This type of motion detectors uses an electrostatic transducer which acts as both a speaker and a microphone. The transducer transmits a burst of ultrasonic pulses. The ultrasonic pulses reflect off an object and return to the sensor. The sensor measures the time between the trigger rising edge and the echo rising edge. It uses this time and the speed of sound to calculate the distance to the object.

b)         Doppler Based

In its simplest form the Doppler theory states that as sound, light or even radio waves are reflected back by a moving object, the frequency of these waves will be different from the frequency when the object is stationary. As the object moves away, the frequency will decrease and if the object moves toward you, the frequency will increase. This change in frequency is due to the waves being either stretched or compressed as they leave the moving object. Compressing the waves closer will have the effect of increasing the perceived frequency while stretching the waves will cause the frequency to appear lower.

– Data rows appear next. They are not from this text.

PR #908, opened 2022-07-26
chore(deps): Update react markdown to latest

darryltec:
## Motivations

Update react markdown to latest so we can render it on storybook without it throwing 

```
Uncaught TypeError: Object(...).cwd is not a function
```

### Added

- 

### Changed

- Updated react markdown to latest

### Deprecated

- 

### Removed

- 

### Fixed

- Storybook failing to render it

### Security

- 

## Testing

- Ensure it still works like before

## Troubleshooting

Running jest would throw this error

```  ● Test suite failed to run

    Jest encountered an unexpected token

    This usually means that you are trying to import a file which Jest cannot parse, e.g. it's not plain JavaScript.

    By default, if Jest sees a Babel config, it will use that to transform your files, ignoring "node_modules".

    Here's what you can do:
     • If you are trying to use ECMAScript Modules, see https://jestjs.io/docs/en/ecmascript-modules for how to enable it.
     • To have some of your "node_modules" files transformed, you can specify a custom "transformIgnorePatterns" in your config.
     • If you need a custom transformation specify a "transform" option in your config.
     • If you simply want to mock your non-JS modules (e.g. binary assets) you can stub them out with the "moduleNameMapper" config option.

    You'll find more details and examples of these config options in the docs:
    https://jestjs.io/docs/en/configuration.html

    Details:

    /atlantis/packages/components/node_modules/react-markdown/index.js:6
    export {uriTransformer} from './lib/uri-transformer.js'
    ^^^^^^

    SyntaxError: Unexpected token 'export'

    > 1 | import ReactMarkdown from "react-markdown";
        | ^
      2 | import React, { DetailedHTMLProps, HTMLAttributes } from "react";
      3 | import { Text } from "../Text";
      4 | import { Emphasis } from "../Emphasis";

      at Runtime.createScriptFromCode (node_modules/jest-runtime/build/index.js:1350:14)
      at Object.<anonymous> (packages/components/src/Markdown/Markdown.tsx:1:1)
```

Here's an explanation on why that happens https://github.com/remarkjs/react-markdown/issues/635#issuecomment-900671613

and the potential solutions for it https://github.com/remarkjs/react-markdown/issues/635#issuecomment-956158474

---

Random photo of Atlantis

### DIFF
--- a/jest.config.js
+++ b/jest.config.js
@@ -79,6 +79,8 @@ module.exports = {
   // A map from regular expressions to module names that allow to stub out resources with a single module
   moduleNameMapper: {
     "\\.css$": "identity-obj-proxy",
+    "react-markdown":
+      "<rootDir>/packages/components/node_modules/react-markdown/react-markdown.min.js",
   },
 
   // An array of regexp pattern strings, matched against all module paths before considered 'visible' to the module loader
--- a/package-lock.json
+++ b/package-lock.json
@@ -2747,7 +2747,7 @@
       "version": "file:packages/components",
       "dev": true,
       "requires": {
-        "@jobber/design": "^0.25.0",
+        "@jobber/design": "^0.25.2",
         "@jobber/formatters": "^0.2.0",
         "@jobber/hooks": "^1.11.0",
         "@popperjs/core": "^2.0.6",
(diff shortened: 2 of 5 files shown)


MichaelParadis (approved):
LGTM!

lmorgan29 (approved):
LGTM 😎

PR #918, opened 2022-09-16
chore(eslint) Removing `no-null` linter rule

gregb-jobber:
## Motivations

There was a lot of discussion around the rule and we eventually decided to take it out. Because we're using tools and libraries that aren't as strict about `null` as this rule it means there's lots of cases where `null` is valid and necessary value to assign to a variable. An example of this is null fields in GraphQL. If a field is nullable and you want to test the null case your test data will necessarily have `null` in it. The rule meant that we were regularly adding exceptions or doing other type acrobatics to make the linter happy.

### Added

- 

### Changed

- 

### Deprecated

- 

### Removed

- 

### Fixed

- 

### Security

- 

## Testing

---

Random photo of Atlantis

### DIFF
--- a/packages/components/src/Chips/InternalChipDismissible/hooks/useInView.ts
+++ b/packages/components/src/Chips/InternalChipDismissible/hooks/useInView.ts
@@ -1,7 +1,7 @@
 import { useEffect, useRef, useState } from "react";
 
 export function useInView<T extends Element>() {
-  const ref = useRef<T>(null); // eslint-disable-line no-null/no-null
+  const ref = useRef<T>(null);
   const [isInView, setIsInView] = useState(false);
 
   if (window.IntersectionObserver) {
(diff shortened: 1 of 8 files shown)


gregb-jobber:
I don't understand what all the import errors are about.

MichaelParadis (commented):
Pretty sure this line could also be removed
https://github.dev/GetJobber/atlantis/blob/d4a5d571b02056cb9ce5773daffd854c911d96b8/packages/eslint-config/package.json#L17

MichaelParadis (approved):
LGTM!

gregb-jobber:
@MichaelParadis What needs to happen in the other repos to get this change? Does a new package get built when I merge this? And then I update the version in the other repos?

chris-at-jobber:
@gregb-jobber once this is merged, after ~15min there will be a new `npm` package available. 

You'll see it show up [both in Atlantis docs](https://atlantis.getjobber.com/packages-eslint-config-changelog) and the [npm page](https://www.npmjs.com/package/@jobber/eslint-config).

In any projects using Atlantis, run the install from the npm page to bump the versions.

Basic Sensor Operation Principle of these sensors is shown in fig. 

The ultrasound transmitter emits ultrasound waves into sensor ambient space continuously. These waves reflect from various objects and are reaching ultrasound receiver. There is a constant interference figure if no moving objects are in the placement.

Ultrasonic motion detectors operate by tracking changes in sound frequency. Ultrasonic sensors activate a quartz crystal that emits ultrasonic waves throughout space. This signal creates a standing wave pattern in the room or area in which it is installed. The unit then senses the frequency of the reflected waves. The standing wave is disturbed by movement so if there is motion, the reflected waves frequency will shift slightly (Doppler Effect). Any moving object changes the level and phase of the reflected signal, which modifies the summed received signal level. Some sensors perform reflected signal amplitude analysis while others perform reflected signal frequency analysis. Reflected signal spectrum emulates a Doppler effect.

Ultrasonic sensors operate at frequencies that are above human sensitivity (20 kHz). Typical operating frequencies are 25, 30, and 40 kHz. The ultrasonic sound waves cover the entire area in a continuous fashion -- there are no blind spots or gaps in the coverage pattern. For this reason ultrasonic sensors are somewhat more sensitive to movement. For example, hand motion can be detected at a distance of about 25 feet, arm and body torso detected out to 30 feet and full body motion can be detected out to over 40 feet though these ranges differ significantly for different products.

Frequency components of the moving object speed vector have a component in the direction of ultrasound radiation propagation. Because ultrasound waves reflect from the windows, walls, furniture etc., the sensor can detect object movements in any direction. To implement this principle, the sensor must perform selection and processing of Doppler Effect frequency shift to detect moving objects.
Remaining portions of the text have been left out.